▸ WHAT YOU SHOULD DO: In the material below, the lines containing the word "with" are required; copy each of them.

======== DATASET RECORDS

PR #1164, opened 2025-02-10
Implementing Version Check Step in GHA Pipeline

### LINKED ISSUE #1067: Implement version check in GHA
It should work similarly to how it was done with Jenkins.

Normally, dev version should be higher than the one in main. After merging dev, versions in main and dev should be the same (shortly). When merging back changes of the release from main to dev, the snapshot version should increase again.

main | dev
0.5.0 | 0.6.0 <- Before release
0.6.0 | 0.6.0 <- After release PR has been merged
0.6.0 | 0.7.0 <- After changes from main have been merged back to dev

This means: 
- For PRs merging onto main (in a release branch from dev), we're allowed to increase the version in main to the version in dev
- For PRS merging onto dev (from feature branches), the dev version should stay the same (we're not allowed to change the version)
- There is an exception to the last rule though: If main and dev versions are equal, we're allowed to increase the dev version from our feature branch
- When the pipeline runs for dev or main itself, no version check should occur.

So a control structure could be the following:
```
if PR:
  if base == dev:
    if dev version == branch version:
      ok
    else:
      if main version == dev version & branch version > dev version:
        ok
      else:
        fail
  else: # base == main
    if branch version > main version:
      ok
    else:
      fail
else: # no PR
  ok
```

PhilippSchmelter:
Resolves #1067

This pull request includes several changes to improve the GitHub Actions pipeline and add version checking scripts. The most important changes include modifications to the CI workflow configuration, the addition of new scripts for branch type detection and version checking, and updates to the `CHANGELOG.md` file.

### CI Workflow Improvements:
* [`.github/workflows/ci.yml`](diffhunk://#diff-b803fcb7f17ed9235f1e5cb1fcd2f5d3b2838429d4368ae4c57ce4436577f03fR48-R60): Added the `Version Check` step to the CI workflow, which runs the `run-all.sh` script when a pull request is created.

### New Scripts:
* [`scripts/branch_type.sh`](diffhunk://#diff-33fe978e5913b775b3c2a2e0adc584f3e0aff5cdca36fd19acab4904bb2a4020R1-R39): Added a new script to determine the branch type based on the branch name pattern.
* [`scripts/get_versions.sh`](diffhunk://#diff-d8d9c2770513b4850061c25220bf6a0727b62daf9fa2c4c9a5600886aba24a0cR1-R38): Added a script to fetch the current version of the pull request and the versions from the `dev` and `main` branches.
* [`scripts/run-all.sh`](diffhunk://#diff-01046df752455fc45cf94e973dbb217681cb055822642e0a3bc51166146187e8R1-R13): Added a script to execute version fetching and checking scripts.
* [`scripts/version_check.sh`](diffhunk://#diff-bac2665431f40a52c4e46a07da5ffea08ca73d50a04bb5db54a700c1feb00b5dR1-R76): Added a script to check if the pull request version is appropriate based on the target branch (`dev` or `main`).

### Documentation Update:
* [`CHANGELOG.md`](diffhunk://#diff-06572a96a58dc510037d5efa622f9bec8519bc1beab13c9f251e97e657a9d4edR60): Updated to include the addition of the `Version Check` to the GitHub Actions pipeline.


sebastian-peter (changes requested):
Thanks, this looks quite promising already!

A few wishes from my side:
- Please put the script inside some `scripts/version_check.sh`
- I realized that my issue description was not well thought-through. I enhanced it a bit, which should give a bit more guidance. But please think it through yourself before implementing, I may have made mistakes.
- Please don't forget the changelog addition!

PhilippSchmelter:
> Thanks, this looks quite promising already!
> 
> A few wishes from my side:
> 
> * Please put the script inside some `scripts/version_check.sh` (if that's possible in a convenient way with all the variables etc.)
> * I realized that my issue description was not well thought-through. I enhanced it a bit, which should give a bit more guidance. But please think it through yourself before implementing, I may have made mistakes.
> * Please don't forget the changelog addition!

Thanks for helping me out with this one! I admit the first Issue description was somehow confusing for me. The updated version helped me understand what is needed :)

I think what i've done this time should meet your requirements :D
At this point i need to transform the GHA step into .sh script. But I tested every case (except the bump rule and I know the bump logic is not right. For this to work we need to commit and push, because the changes made in the pipeline are just local.)

Looking forward to some feedback!

.github/workflows/ci.yml
```diff
@@ -49,6 +49,39 @@ jobs:
           
           ./gradlew checkBranchName -PbranchName="$branch_name"
 
+      - name: Get Versions
+        if: ${{ github.event_name == 'pull_request' }}
+        run: |
+          REPO_URL="https://github.com/ie3-institute/simona.git"
```
sebastian-peter, line 55: Maybe there's a [way to get the URL programatically](https://stackoverflow.com/a/65461907)? That way, you could just copy the code as-is to other repositories later. You might not need the TOKEN that the linked solution uses.

.github/workflows/ci.yml
```diff
@@ -49,6 +49,39 @@ jobs:
...
+          rm -rf dev-branch
+          
+          #MAIN-Version
+          git clone --depth 1 --branch main "$REPO_URL" main-branch
+          cd main-branch
+          MAIN_VERSION=$(./gradlew -q currentVersion)
+          cd ..
+          echo "MAIN_VERSION=$MAIN_VERSION"
+          echo "MAIN_VERSION=$MAIN_VERSION" >> $GITHUB_ENV
+          rm -rf main-branch
```
sebastian-peter, line 77: I thought about using bash scripts here so that all the cloning could be done there as well (which would be difficult in gradle). So maybe you could only save REPO_URL in env and handle the rest in the script? That way you could also only add a single `Version Check` job

scripts/branch_type.sh
sebastian-peter, line 1: Looks like a nice script, but is it used anywhere?

scripts/version_check.sh
```diff
@@ -0,0 +1,80 @@
...
+# Version Checking Logic
+if [ "$BASE_BRANCH" = "dev" ]; then
+  echo "PR into dev => applying dev rules"
+  if [ "$DEV_VERSION" = "$PR_VERSION" ]; then
+    echo "OK: dev version == PR version"
+    exit 0
+  else
+    if [ "$MAIN_VERSION" = "$DEV_VERSION" ]; then
+      if semver_gt "$PR_VERSION" "$DEV_VERSION"; then
+        echo "Bump dev"
```
sebastian-peter, line 56: A more descriptive print text would be nice :) Maybe something like "OK: Increasing working version in dev from $DEV_VERSION to $PR_VERSION", or something like that

scripts/version_check.sh
```diff
@@ -0,0 +1,80 @@
...
+        exit 0
+      else
+        echo "FAIL: dev == main, but PR version is NOT greater than dev."
```
sebastian-peter, line 59:
```suggestion
        echo "FAIL: Release and working version are $MAIN_VERSION, but PR is not increasing the working version in dev"
```

scripts/version_check.sh
```diff
@@ -0,0 +1,80 @@
...
+        exit 1
+      fi
+    else
+      echo "FAIL: dev != PR version, and dev != main."
```
sebastian-peter, line 63: "dev != main" should be the regular case, but "dev != PR" is not allowed then. So maybe the message should explain that regular PRs must not update the working version, or something like that.

scripts/version_check.sh
```diff
@@ -0,0 +1,80 @@
...
+      exit 1
+    fi
+  fi
+
+elif [ "$BASE_BRANCH" = "main" ]; then
+  if semver_gt "$PR_VERSION" "$MAIN_VERSION"; then
+    echo "OK: PR version is greater than main version"
```
sebastian-peter, line 70:
```suggestion
    echo "OK: Release is increasing the version from $MAIN_VERSION to $PR_VERSION"
```

scripts/version_check.sh
```diff
@@ -0,0 +1,80 @@
...
+  else
+    return 1
+  fi
+}
+
+# Version Checking Logic
+if [ "$BASE_BRANCH" = "dev" ]; then
+  echo "PR into dev => applying dev rules"
+  if [ "$DEV_VERSION" = "$PR_VERSION" ]; then
+    echo "OK: dev version == PR version"
```
sebastian-peter, line 51:
```suggestion
    echo "OK: Working version in dev stays $DEV_VERSION"
```

scripts/version_check.sh
```diff
@@ -0,0 +1,80 @@
...
+      exit 1
+    fi
+  fi
+
+elif [ "$BASE_BRANCH" = "main" ]; then
+  if semver_gt "$PR_VERSION" "$MAIN_VERSION"; then
+    echo "OK: PR version is greater than main version"
+    exit 0
+  else
+    echo "FAIL: PR version is NOT greater than main version"
```
sebastian-peter, line 73: Please adapt accordingly by including the actual versions like above

sebastian-peter (changes requested):
Some more comments :)

.github/workflows/ci.yml
PhilippSchmelter: Done

.github/workflows/ci.yml
PhilippSchmelter: After our meeting I tried to implement it in a single step by using source. I couldnt find a clean way of implementation, so i went back to two steps. This way we can use GITHUB_ENV. Get Versions is still in a .sh format

.github/workflows/ci.yml
```diff
@@ -45,9 +45,19 @@ jobs:
             branch_name="${branch_name#refs/heads/}"
           fi
           
+          export branch_name
+          
           echo "branch_name=$branch_name" >> $GITHUB_ENV
           
-          ./gradlew checkBranchName -PbranchName="$branch_name"
+          ./gradlew checkBranchName -PbranchName="$branch_name" --warning-mode=none
```
sebastian-peter, line 52: Just to be sure: Why did you add the `--warning-mode=none` flag?

scripts/get_versions.sh
```diff
@@ -0,0 +1,38 @@
...
+    echo "${BRANCH_NAME^^}_VERSION=$BRANCH_VERSION" >> "$GITHUB_ENV"
+
+    rm -rf "$DIR_NAME"
+}
+
+
+get_branch_version "dev"
+get_branch_version "main"
+
+echo "Get Versions: OK!"
```
sebastian-peter, line 38: Please don't forget the final line break :)

scripts/run-all.sh
```diff
@@ -0,0 +1,13 @@
+#!/bin/bash
+set -euo pipefail
+
+rm -f versions.env
+
+chmod +x scripts/get_versions.sh
+chmod +x scripts/version_check.sh
```
sebastian-peter, line 7: Wondering why this is necessary, as you don't have to do set the other `.sh` as executable. I think it's possible to commit scripts as executable with git. Check [this](https://stackoverflow.com/a/40979016) if it doesn't work with Intellij natively

scripts/run-all.sh
sebastian-peter, line 1: Maybe a more descriptive name could be found? `run-version-check.sh`?

scripts/get_versions.sh
```diff
@@ -0,0 +1,38 @@
...
+
+REPO_URL=$(git config --get remote.origin.url)
+export REPO_URL
+echo "REPO_URL=$REPO_URL" >> $GITHUB_ENV
+
+echo "Fetching current version of PR..."
+PR_VERSION=$(./gradlew -q currentVersion)
+echo "PR_VERSION=$PR_VERSION"
+echo "export PR_VERSION=$PR_VERSION" >> versions.env
+echo "PR_VERSION=$PR_VERSION" >> "$GITHUB_ENV"
```
sebastian-peter, line 14: Question: So `export` is used for the scripts to work, and the github env is used for subsequent steps in the pipeline to receive the variables?

sebastian-peter (changes requested):
Looks a lot cleaner, especially considering the averse conditions of having to use shell scripts :)

scripts/get_versions.sh
PhilippSchmelter: Yes! Absolutely right: Export is necessary so we can use the variables in the script itself and Line 14 is to keep the variables saved in GitHub_ENV :)

.github/workflows/ci.yml
sebastian-peter: Thanks, makes sense!

.github/workflows/ci.yml
```diff
@@ -45,9 +45,19 @@ jobs:
             branch_name="${branch_name#refs/heads/}"
           fi
           
+          export branch_name
+          
           echo "branch_name=$branch_name" >> $GITHUB_ENV
```
sebastian-peter, line 50: Could you capitalize the env variable name, as you did with all others?

scripts/branch_type.sh
```diff
@@ -0,0 +1,39 @@
...
+elif [[ "$branch_name" =~ $pattern_feature ]]; then
+  branch_type="feature"
+else
+  echo "Error:'$branch_name' does not match any pattern."
+  exit 1
+fi
+
+echo "========================="
+echo "Branch type: $branch_type"
+echo "branch_type=$branch_type" >> "$GITHUB_ENV"
```
sebastian-peter, line 38: Same here...

sebastian-peter (changes requested):
One more small thing...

================

▸ TASK ANSWER:
It should work similarly to how it was done with Jenkins.
> * Please put the script inside some `scripts/version_check.sh` (if that's possible in a convenient way with all the variables etc.)
Thanks for helping me out with this one! I admit the first Issue description was somehow confusing for me. The updated version helped me understand what is needed :)
sebastian-peter, line 7: Wondering why this is necessary, as you don't have to do set the other `.sh` as executable. I think it's possible to commit scripts as executable with git. Check [this](https://stackoverflow.com/a/40979016) if it doesn't work with Intellij natively
sebastian-peter, line 50: Could you capitalize the env variable name, as you did with all others?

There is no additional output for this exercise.